Author: Attorney Chris A. Meyer
Very seldom do we discuss the details of Virginia Supreme Court decisions interpreting insurance contracts; these are true lawyer issues that can put normal folks to sleep. But this recent case is important if you are in an automobile accident and are seriously injured. So important that if you are seriously injured and don’t at least ask a lawyer about this you may leave a lot of money that should be yours in the insurance company’s pocket.
As you probably know automobile insurance contracts contain maximum limits of coverage. If a driver crashes into the rear of another car and injures someone, then the at-fault driver can be sued and his insurance company will pay the judgment. However, regardless of the amount of the verdict, the insurance company only has to pay its maximum limit of per person coverage stated in the policy.
The at-fault driver then has an excess judgment against them for the amount over the maximum limit, but very rarely does anyone have significant personal assets to pay such a judgment. Furthermore, most such excess verdicts can be eliminated in bankruptcy court. We have represented many people with crippling injuries, and hundreds of thousands of dollars in medical bills alone, who can only collect $25,000 or $50,000 because that is all the insurance the person who caused the accident has and there are no other reachable assets.
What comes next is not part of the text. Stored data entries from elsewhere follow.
PR #336, opened 2020-02-08
src: clean up SocketAddress usage a bit

addaleax:
- Remove methods that duplicate functionality for slightly different
  signatures (e.g. taking a pointer vs taking a reference).
- Be more explicit about situations in which only IPv6 and IPv4 are
  supported.
- Use `operator==` for equality comparison.
- Remove unnecessary passing of `SocketAddress*` arguments.
- Othe minor cleanup.

##### Checklist


jasnell:
Landed

PR #337, opened 2020-02-10
quic: fix up early QuicSession destroy

jasnell:
Send a stateless connection close if destroying while still in
initial crypto level (there are no encryption keys at this point
so we can't send a regular connection close)


jasnell:
Landed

People can protect themselves from this problem by buying higher limits on own automobile insurance policy. All automobile insurance policies in Virginia are required to include something called “underinsured motorist” coverage. Basically this coverage provides that if you are in an accident and the defendant (the at-fault driver) has inadequate insurance coverage limits, say $25,000, but you as the injured person have an insurance policy with a higher coverage limit, say $100,000, then your insurance policy will pay the difference. In this case example, your company would pay $75,000, in addition to the $25,000 paid by the at-fault driver’s insurance company, assuming that the injuries and liability are sufficient to warrant that much.
The Virginia Farm Bureau v. Williams case, which was decided by the Virginia Supreme Court on June 4, 2009, adds a complicated wrinkle to this analysis. Suppose in our example the at-fault driver is on his or her cell phone, totally ignores the traffic in front, and smashes into the back of another car causing the driver of that stopped car to suffer numerous broken ribs and broken legs which requires months in the hospital to recover and the medical bills alone exceed $400,000. Suppose that the at-fault driver has only a $25,000 policy, which is actually the minimum limit that is legal in Virginia. Suppose the injured person has a policy that covers them up to $100,000 but there are three cars on that policy. Before Virginia Farm Bureau v. Williams, we thought the law was that the injured person’s insurance carrier would have to pay only another $75,000. In the Virginia Farm Bureau v. Williams case, the Virginia Supreme Court decided that in some circumstances the injured person’s insurance company might have to cover separately for each car on the policy. After all, look at the declarations age. The insurance company with three cars on the policy usually charges three separate premiums for underinsured motorist coverage, so why shouldn’t there be three separate coverages which can be added up or “stacked”? In this example, the three coverages would total $300,000, by adding up the $100,000 limit for each of the three cars on the policy. After deducting the $25,000 that the at-fault driver’s own company would owe, there would be up to another $275,000 available from the injured person’s own insurance company. This total of $300,000 would be a far better result that a mere $100,000.
The analysis is quite complicated and the case applies to Virginia insurance contracts only. Other states have different rules. Lawyers disagree on the circumstances when this kind of stacking is allowed and when it is not. However, if you are seriously injured by the fault of another driver and have insurance of your own, you owe it to yourself to seek the services of an attorney and ask whether this case might apply to your situation. In the Virginia Farm Bureau v. Williams case, the injured person was eligible for an additional $550,000 based upon the particular policy language in that policy.